# Thread: Trig series - Complex number

1. ## Trig series - Complex number

Urg, really struggling with this one! Any help i'd really appreciate!

Show that(where Q is theta =) )
$\displaystyle \frac{e^{nQi} - 1}{e^{Qi} - 1} = \frac{sin(\frac{Qn}{2})}{sin(\frac{Q}{2})}e^\frac{ (n-1)Qi}{2}$
provided that Q is not a multiple of 2pi...

Thanks!!

2. Hello,
Originally Posted by AshleyT
Urg, really struggling with this one! Any help i'd really appreciate!

Show that(where Q is theta =) )
$\displaystyle \frac{e^{nQi} - 1}{e^{Qi} - 1} = \frac{sin(\frac{Qn}{2})}{sin(\frac{Q}{2})}e^\frac{ (n-1)Qi}{2}$
provided that Q is not a multiple of 2pi...

Thanks!!
You want to go from exponentials to sines.
So you should remember this formula : $\displaystyle \sin x=\frac{e^{ix}-e^{-ix}}{2i}$
but here, you have things like $\displaystyle e^{\dots}-1$

so try to see what happens if you multiply the sine formula by $\displaystyle e^{ix}$, to get 1 on the right side :

$\displaystyle \sin(x) e^{ix}=\frac{e^{2ix}-1}{2i}$
and finally, $\displaystyle e^{2ix}-1=2i \sin(x) e^{ix}$
which is equivalent to $\displaystyle e^{it}-1=2i \sin(t/2) e^{it/2}$ (t=2x)

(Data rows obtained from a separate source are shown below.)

PR #7005, opened 2019-06-17
New semantic analyzer: don't add submodules to symbol tables

### LINKED ISSUE #6828: Uncertainty between submodule and local definition in new semantic analyzer
Consider this test case:
```
[case testNewAnalyzerImportFromTopLevelAlias]
import a.b
[file a/__init__.py]
from .b import B
from . import b as c
b = int
x: Forward
class Forward:
    ...

[file a/b.py]
class B: ...
```
It currently fails with `Name 'c' is already defined`, because on the first iteration mypy sees `a.b` as module, while on the second one it is a type alias. There is also a similar but different test case:
```
[case testNewAnalyzerImportFromTopLevelFunction]
import a.b
[file a/__init__.py]
from .b import B
from . import b as c
def b(): ...  # can be also b: int
x: Forward
class Forward:
    ...

[file a/b.py]
class B: ...
```
that fails with `Name 'b' already defined` for a similar reason. Note that we already added some special casing for a similar scenario, see https://github.com/python/mypy/pull/6630, to match old semantic analyzer (and also Python runtime). Setting priority to high since this causes problems with internal deployment of new analyzer. @JukkaL I assign this to you since this may be related to tracking the order of definitions.

JukkaL:
Previously we added each submodule implicitly to the the symbol table of
the parent package. This PR removes this and instead we look up names from
the modules dictionary if they aren't found in the symbol table. The change
only affects the new semantic analyzer.

This provides the foundation that should make it easier to fix #6828. It also 
arguably cleans up the code.

Also refactor some related code to avoid duplication.

This isn't a pure refactor since some error messages are slightly different.

### DIFF
--- a/mypy/newsemanal/semanal.py
+++ b/mypy/newsemanal/semanal.py
@@ -3803,6 +3803,10 @@ class NewSemanticAnalyzer(NodeVisitor[None],
         """
         module = node.fullname()
         names = node.names
+        # Rebind potential references to old version of current module in
+        # fine-grained incremental mode.
+        if module == self.cur_mod_id:
+            names = self.globals
         part = parts[0]
         sym = names.get(part, None)
         if not sym:
@@ -3826,8 +3830,6 @@ class NewSemanticAnalyzer(NodeVisitor[None],
                 sym = SymbolTableNode(GDEF, v)
         elif sym.module_hidden:
             sym = None
-        else:
-            sym = self.rebind_symbol_table_node(sym)
         return sym
 
     def is_missing_module(self, module: str) -> bool:
--- a/mypy/newsemanal/semanal.py
+++ b/mypy/newsemanal/semanal.py
@@ -99,9 +99,7 @@ from mypy.plugin import (
     Plugin, ClassDefContext, SemanticAnalyzerPluginInterface,
     DynamicClassDefContext
 )
-from mypy.util import (
-    get_prefix, correct_relative_import, unmangle, module_prefix
-)
+from mypy.util import correct_relative_import, unmangle, module_prefix
 from mypy.scope import Scope
 from mypy.newsemanal.semanal_shared import (
     SemanticAnalyzerInterface, set_callable_name, calculate_tuple_fallback, PRIORITY_FALLBACKS
--- a/mypy/newsemanal/semanal.py
+++ b/mypy/newsemanal/semanal.py
@@ -3813,16 +3813,16 @@ class NewSemanticAnalyzer(NodeVisitor[None],
             submodule = module + '.' + part
             if submodule in self.modules:
                 sym = SymbolTableNode(GDEF, self.modules[submodule])
+            elif self.is_incomplete_namespace(module):
+                self.record_incomplete_ref()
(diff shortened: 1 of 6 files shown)


mypy/newsemanal/semanal.py
```diff
@@ -3459,59 +3418,15 @@ def visit_member_expr(self, expr: MemberExpr) -> None:
...
-                        typ = AnyType(TypeOfAny.from_error)
-                else:
-                    typ = AnyType(TypeOfAny.from_error)
-                expr.kind = GDEF
-                expr.fullname = '{}.{}'.format(file.fullname(), expr.name)
-                expr.node = Var(expr.name, type=typ)
-            else:
-                if self.is_incomplete_namespace(file.fullname()):
-                    self.record_incomplete_ref()
+            # Handle 'module.foo'.
```
ilevkivskyi: Doesn't this comment just duplicates the one two lines above?

mypy/newsemanal/semanal.py
```diff
@@ -3881,27 +3797,42 @@ def lookup_type_node(self, expr: Expression) -> Optional[SymbolTableNode]:
...
+        """Look up a symbol from a module.
+
+        Return None if no matching symbol could be bound.
+        """
         module = node.fullname()
         names = node.names
         # Rebind potential references to old version of current module in
         # fine-grained incremental mode.
         if module == self.cur_mod_id:
             names = self.globals
```
ilevkivskyi: Since we are here again, could you please add a test that would fail without these two lines. Currently all tests pass if I remove them.

mypy/newsemanal/semanal.py
```diff
@@ -3881,27 +3797,42 @@ def lookup_type_node(self, expr: Expression) -> Optional[SymbolTableNode]:
...
+                    and (node.is_stub
+                         or self.options.python_version >= (3, 7))):
+                gvar = self.create_getattr_var(names['__getattr__'], name, fullname)
+                if gvar:
+                    sym = SymbolTableNode(GDEF, gvar)
+            elif self.is_missing_module(fullname):
+                var_type = AnyType(TypeOfAny.from_unimported_type)
+                v = Var(name, type=var_type)
+                v._fullname = fullname
+                sym = SymbolTableNode(GDEF, v)
```
ilevkivskyi: Maybe add a comment explaining why we create a new `Var` every time for technically the same missing module? (IIUC the logic is the same as explained in the docstring for `create_getattr_var()`).

mypy/newsemanal/semanal.py
JukkaL: I couldn't come up with a test that would require this. It's possible that fine-grained dependencies will deal with all the cases that this was supposed to handle. I've removed this now.

mypy/newsemanal/semanal.py
JukkaL: Removed one of the comments.

mypy/newsemanal/semanal.py
JukkaL: Added a comment.

PR #7013, opened 2019-06-18
Sync mypy with recent runtime updates in typing

ilevkivskyi:
This introduces the following updates:
* Allow using `typing.TypedDict` (still support all the old forms)
* Add a test for `typing.Literal` (it was already supported, but there were no tests)
* Rename `@runtime` to `@runtime_checkable`, while keeping the alias in `typing_extensions` for backwards compatibility.

(Note that `typing.Final` and `typing.Protocol` were already supported and there are tests.)
See also https://github.com/python/typeshed/pull/3070

### DIFF
--- a/docs/source/more_types.rst
+++ b/docs/source/more_types.rst
@@ -740,11 +740,6 @@ and one
 TypedDict
 *********
 
-.. note::
-
-   TypedDict is an officially supported feature, but it is still experimental.
-
-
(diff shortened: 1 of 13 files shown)


ilevkivskyi:
Actually, it looks like this depends on https://github.com/python/typeshed/pull/3070, so that should be merged first.

PR #7014, opened 2019-06-18
Sync typeshed

ilevkivskyi:
Needed for https://github.com/python/mypy/pull/7013


ilevkivskyi:
It is too late here, I will not wait for tests, I can continue tomorrow morning.

ilevkivskyi:
Hm, it looks like this should be made part of #7013. So closing this, and will update the latter.

PR #7017, opened 2019-06-18
New semantic analyzer: fix ambiguity between submodule and local def

### LINKED ISSUE #6828: Uncertainty between submodule and local definition in new semantic analyzer

JukkaL:
Now imports are biased to target the submodule of current package,
but elsewhere a local definition with the same name as a submodule 
takes precedence.  Even though this doesn't quite reflect what 
happens at runtime, this seems to cover the typical use cases well, 
and the implementation is simple.

Fixes #6828.

### DIFF
--- a/mypy/newsemanal/semanal.py
+++ b/mypy/newsemanal/semanal.py
@@ -1628,10 +1628,20 @@ class NewSemanticAnalyzer(NodeVisitor[None],
         import_id = self.correct_relative_import(imp)
         module = self.modules.get(import_id)
         for id, as_id in imp.names:
-            node = module.names.get(id) if module else None
+            possible_module_id = import_id + '.' + id
+            if module is None:
+                node = None
+            elif import_id == self.cur_mod_id and possible_module_id in self.modules:
+                # Submodule takes precedence over definition in surround package, for
+                # compatibility with runtime semantics in typical use cases. This
+                # could more precisely model runtime semantics by taking into account
+                # the line number beyond which the local definition should take
+                # precedence, but doesn't seem to be important in most use cases.
+                node = SymbolTableNode(GDEF, self.modules[possible_module_id])
+            else:
+                node = module.names.get(id)
 
             missing = False
-            possible_module_id = import_id + '.' + id
             imported_id = as_id or id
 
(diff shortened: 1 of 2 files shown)


mypy/newsemanal/semanal.py
```diff
@@ -1628,10 +1628,20 @@ def visit_import_from(self, imp: ImportFrom) -> None:
...
+                node = None
+            elif import_id == self.cur_mod_id and possible_module_id in self.modules:
+                # Submodule takes precedence over definition in surround package, for
+                # compatibility with runtime semantics in typical use cases. This
+                # could more precisely model runtime semantics by taking into account
+                # the line number beyond which the local definition should take
+                # precedence, but doesn't seem to be important in most use cases.
+                node = SymbolTableNode(GDEF, self.modules[possible_module_id])
+            else:
+                node = module.names.get(id)
```
ilevkivskyi: Do we still need the special case couple dozen lines below (can't comment there) that checks for submodules added to parent module? (The one that has `# Special case: allow replacing submodules with variables.`)

It seems to be it should be safe to remove it now.

JukkaL: I'll look at it later and create a separate PR if it makes sense.

PR #7022, opened 2019-06-19
Expand environment variables in cache_dir config

hetmankp:
This further extends parsing of the 'cache_dir' configuration option (as originally introduced by #6651) to do environment variable expansion in addition to user home directory expansion. This makes it much easier to integrate mypy with other tools as well as making it possible to create more generic configuration files.


hetmankp:
Hi. Just pinging this thread to get some feedback as per the contributors documentation. Is it preferable to submit an issue linked to this pull request for the discussion?

PR #8536, opened 2020-03-13
Path to source files added in verbose mode

akerami:
Implementation of parts of #6544 , namely of printing the path of the source files given to be processed by mypy. Tested using the command line as well as a configuration file.


msullivan:
There are a bunch of test failures. I'll take a look if you fix them.

mypy/build.py
```diff
@@ -2559,14 +2559,30 @@ def log_configuration(manager: BuildManager) -> None:
...
+    ]
+
+    src_pth_str = "Source Path File"
+    src_pths = manager.source_set.source_paths
+
+    if len(src_pths) > 1:
+        src_pth_str += "s"
+        configuration_vars.append((src_pth_str, ""))
+        for source_path in src_pths:
+            configuration_vars.append(("." * len(src_pth_str), source_path))
```
JukkaL: This looks odd to me. For consistency with other verbose, I think that it would be better to show all source paths on a single line, separated by spaces.

mypy/build.py
```diff
@@ -2559,14 +2559,30 @@ def log_configuration(manager: BuildManager) -> None:
...
+    elif len(src_pths) == 1:
+        configuration_vars.append((src_pth_str, src_pths.copy().pop()))
```
JukkaL: This case will go away once you implement the suggestion above.

mypy/build.py
```diff
@@ -2559,14 +2559,30 @@ def log_configuration(manager: BuildManager) -> None:
...
 
     manager.log()
-    configuration_vars = (
+    configuration_vars = [
         ("Mypy Version", __version__),
         ("Config File", (manager.options.config_file or "Default")),
-        ("Configured Executable", manager.options.python_executable),
+    ]
+
+    src_pth_str = "Source Path File"
```
JukkaL: This would clearer if it would be just "Source Path".

akerami:
Thanks! I will make the changes.

PR #8549, opened 2020-03-17
Fix invalid type causing namedtuple errors in wrong files

### LINKED ISSUE #8511: Wrong file blamed for a mixture of NamedTuple and passing a function instead of type.
bug

  * Create an empty dir/__init__.py.
  * Create dir/file1.py with:
```
import typing

def foo():
  pass


Type1 = typing.NamedTuple('Type1', [
    ('foo', foo),
])
```
  * Create file2.py (in the root dir) with:
```
from typing import NamedTuple

from dir.file1 import Type1

Type2 = NamedTuple('Type2', [
    ('x', Type1),
])
```
  * Run: mypy file2.py --follow-imports=silent

The error message is:
file2.py:8: error: Name 'foo' is not defined

-> Note that file2.py has no line 8 (it the problematic line in file1.py) and no mention of `foo`.

  * the error message should point to file1.py or say something about Type1 in file2.py being invalid.
  * foo is well defined in this case, making the error message more cryptic.

When reducing this case I've found that removing --follow-import-silent gives an error message about file1.py which is actionable, but the other message is still present and is wrong, since the line number refers to a line in file1.py.

mypy 0.761 on Python 3.5.2

--follow-imports=silent

msullivan:
Fixes #8511.

This is a workaround of #4987, where UnboundTypes can leak.

### DIFF
--- a/test-data/unit/check-namedtuple.test
+++ b/test-data/unit/check-namedtuple.test
@@ -959,6 +959,6 @@ from typing import NamedTuple
 def foo():
     pass
 
-Type1 = NamedTuple('Type1', [('foo', foo)])  # type: ignore
+Type1 = NamedTuple('Type1', [('foo', foo)])  # E: Function "b.foo" is not valid as a type  # N: Perhaps you need "Callable[...]" or a callback protocol?
 
 [builtins fixtures/tuple.pyi]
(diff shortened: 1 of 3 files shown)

Applying this to the formula you have :
$\displaystyle \frac{e^{nQi} - 1}{e^{Qi} - 1}=\frac{2i \sin \left(\tfrac{nQ}{2}\right) e^{inQ/2}}{2i \sin \left(\tfrac{Q}{2}\right) e^{iQ/2}}$
note that 2i can be simplified :
$\displaystyle =\frac{\sin \left(\tfrac{nQ}{2}\right) e^{inQ/2}}{\sin \left(\tfrac{Q}{2}\right) e^{iQ/2}}$

now using simple property of exponents, we have $\displaystyle \frac{e^{inQ/2}}{e^{iQ/2}}=e^{\frac{(n-1)Qi}{2}}$

and this finishes the problem :P

3. I think i would just like to say...you are amazing! Thank-you so much!